Issue #356, opened 2019-09-06
package fails to install on windows


4c74356b41:
```
> pip3 install pulumi-azure                                                                                             Collecting pulumi-azure
  Using cached https://files.pythonhosted.org/packages/8f/76/1cf9e1e4e1e8d13222a34034d388fcb03d4d973f46cc1249e4caa9bb6bbf/pulumi_azure-1.0.0.tar.gz
    ERROR: Command errored out with exit status 1:
     command: 'c:\users\core\appdata\local\programs\python\python36-32\python.exe' -c 'import sys, setuptools, tokenize; sys.argv[0] = '"'"'C:\\Users\\core\\AppData\\Local\\Temp\\pip-install-n1bhdol8\\pulumi-azure\\setup.py'"'"'; __file__='"'"'C:\\Users\\core\\AppData\\Local\\Temp\\pip-install-n1bhdol8\\pulumi-azure\\setup.py'"'"';f=getattr(tokenize, '"'"'open'"'"', open)(__file__);code=f.read().replace('"'"'\r\n'"'"', '"'"'\n'"'"');f.close();exec(compile(code, __file__, '"'"'exec'"'"'))' egg_info --egg-base pip-egg-info
         cwd: C:\Users\core\AppData\Local\Temp\pip-install-n1bhdol8\pulumi-azure\
    Complete output (9 lines):
    Traceback (most recent call last):
      File "<string>", line 1, in <module>
      File "C:\Users\core\AppData\Local\Temp\pip-install-n1bhdol8\pulumi-azure\setup.py", line 33, in <module>
        long_description=readme(),
      File "C:\Users\core\AppData\Local\Temp\pip-install-n1bhdol8\pulumi-azure\setup.py", line 28, in readme
        return f.read()
      File "c:\users\core\appdata\local\programs\python\python36-32\lib\encodings\cp1252.py", line 23, in decode
        return codecs.charmap_decode(input,self.errors,decoding_table)[0]
    UnicodeDecodeError: 'charmap' codec can't decode byte 0x9d in position 452: character maps to <undefined>
    ----------------------------------------
ERROR: Command errored out with exit status 1: python setup.py egg_info Check the logs for full command output.
```

windows 10, pulumi 1.0, python 3.6.8. venv\no venv doesnt make a difference. works fine on linux

ellismg:
[...]

PR #357, opened 2019-09-06
Fix package install on Windows

ellismg:
Our README.rst (which is generated from README.md) has smart quotes in
it, which can break install of the package on Windows (since reading
the README.rst fails because it is not valid in the current windows
code-page).

This change ensures we don't generate such `.rst` files. This is the
quickest thing to to address the issue - a longer term fix I'll land
everywhere soon is to just always open these files as UTF-8, and
hopefully remove the need to use `.rst` files at all.

Fixes: #356

### DIFF
--- a/CHANGELOG.md
+++ b/CHANGELOG.md
@@ -2,7 +2,7 @@ CHANGELOG
 =========
 
 ## HEAD (Unreleased)
-_(none)_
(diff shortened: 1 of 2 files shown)


ellismg:
Possible (depending on their `README.md`'s.)  My plan is to fix up CI so we use Python 3 everywhere today, which will let me land https://github.com/pulumi/pulumi-terraform/pull/388 which will force UTF-8 encoding when opening these files.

Your instructions.
Go through the entries above and write each one out exactly.

Answer to the problem.
Issue #356, opened 2019-09-06
package fails to install on windows


4c74356b41:
```
> pip3 install pulumi-azure                                                                                             Collecting pulumi-azure
  Using cached https://files.pythonhosted.org/packages/8f/76/1cf9e1e4e1e8d13222a34034d388fcb03d4d973f46cc1249e4caa9bb6bbf/pulumi_azure-1.0.0.tar.gz
    ERROR: Command errored out with exit status 1:
     command: 'c:\users\core\appdata\local\programs\python\python36-32\python.exe' -c 'import sys, setuptools, tokenize; sys.argv[0] = '"'"'C:\\Users\\core\\AppData\\Local\\Temp\\pip-install-n1bhdol8\\pulumi-azure\\setup.py'"'"'; __file__='"'"'C:\\Users\\core\\AppData\\Local\\Temp\\pip-install-n1bhdol8\\pulumi-azure\\setup.py'"'"';f=getattr(tokenize, '"'"'open'"'"', open)(__file__);code=f.read().replace('"'"'\r\n'"'"', '"'"'\n'"'"');f.close();exec(compile(code, __file__, '"'"'exec'"'"'))' egg_info --egg-base pip-egg-info
         cwd: C:\Users\core\AppData\Local\Temp\pip-install-n1bhdol8\pulumi-azure\
    Complete output (9 lines):
    Traceback (most recent call last):
      File "<string>", line 1, in <module>
      File "C:\Users\core\AppData\Local\Temp\pip-install-n1bhdol8\pulumi-azure\setup.py", line 33, in <module>
        long_description=readme(),
      File "C:\Users\core\AppData\Local\Temp\pip-install-n1bhdol8\pulumi-azure\setup.py", line 28, in readme
        return f.read()
      File "c:\users\core\appdata\local\programs\python\python36-32\lib\encodings\cp1252.py", line 23, in decode
        return codecs.charmap_decode(input,self.errors,decoding_table)[0]
    UnicodeDecodeError: 'charmap' codec can't decode byte 0x9d in position 452: character maps to <undefined>
    ----------------------------------------
ERROR: Command errored out with exit status 1: python setup.py egg_info Check the logs for full command output.
```

windows 10, pulumi 1.0, python 3.6.8. venv\no venv doesnt make a difference. works fine on linux

ellismg:
[...]

PR #357, opened 2019-09-06
Fix package install on Windows

ellismg:
Our README.rst (which is generated from README.md) has smart quotes in
it, which can break install of the package on Windows (since reading
the README.rst fails because it is not valid in the current windows
code-page).

This change ensures we don't generate such `.rst` files. This is the
quickest thing to to address the issue - a longer term fix I'll land
everywhere soon is to just always open these files as UTF-8, and
hopefully remove the need to use `.rst` files at all.

Fixes: #356

### DIFF
--- a/CHANGELOG.md
+++ b/CHANGELOG.md
@@ -2,7 +2,7 @@ CHANGELOG
 =========
 
 ## HEAD (Unreleased)
-_(none)_
(diff shortened: 1 of 2 files shown)


ellismg:
Possible (depending on their `README.md`'s.)  My plan is to fix up CI so we use Python 3 everywhere today, which will let me land https://github.com/pulumi/pulumi-terraform/pull/388 which will force UTF-8 encoding when opening these files.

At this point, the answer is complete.